**WHAT IS REQUIRED:**
Copy out all of the data that follows, exactly as it appears.

**COLLECTED MATERIAL:**
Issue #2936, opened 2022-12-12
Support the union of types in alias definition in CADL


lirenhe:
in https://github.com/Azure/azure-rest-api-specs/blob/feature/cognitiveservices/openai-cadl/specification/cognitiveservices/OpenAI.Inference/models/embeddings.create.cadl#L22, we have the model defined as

**PROBLEM SOLUTION:**
Issue #2936, opened 2022-12-12
Support the union of types in alias definition in CADL


lirenhe:
in https://github.com/Azure/azure-rest-api-specs/blob/feature/cognitiveservices/openai-cadl/specification/cognitiveservices/OpenAI.Inference/models/embeddings.create.cadl#L22, we have the model defined as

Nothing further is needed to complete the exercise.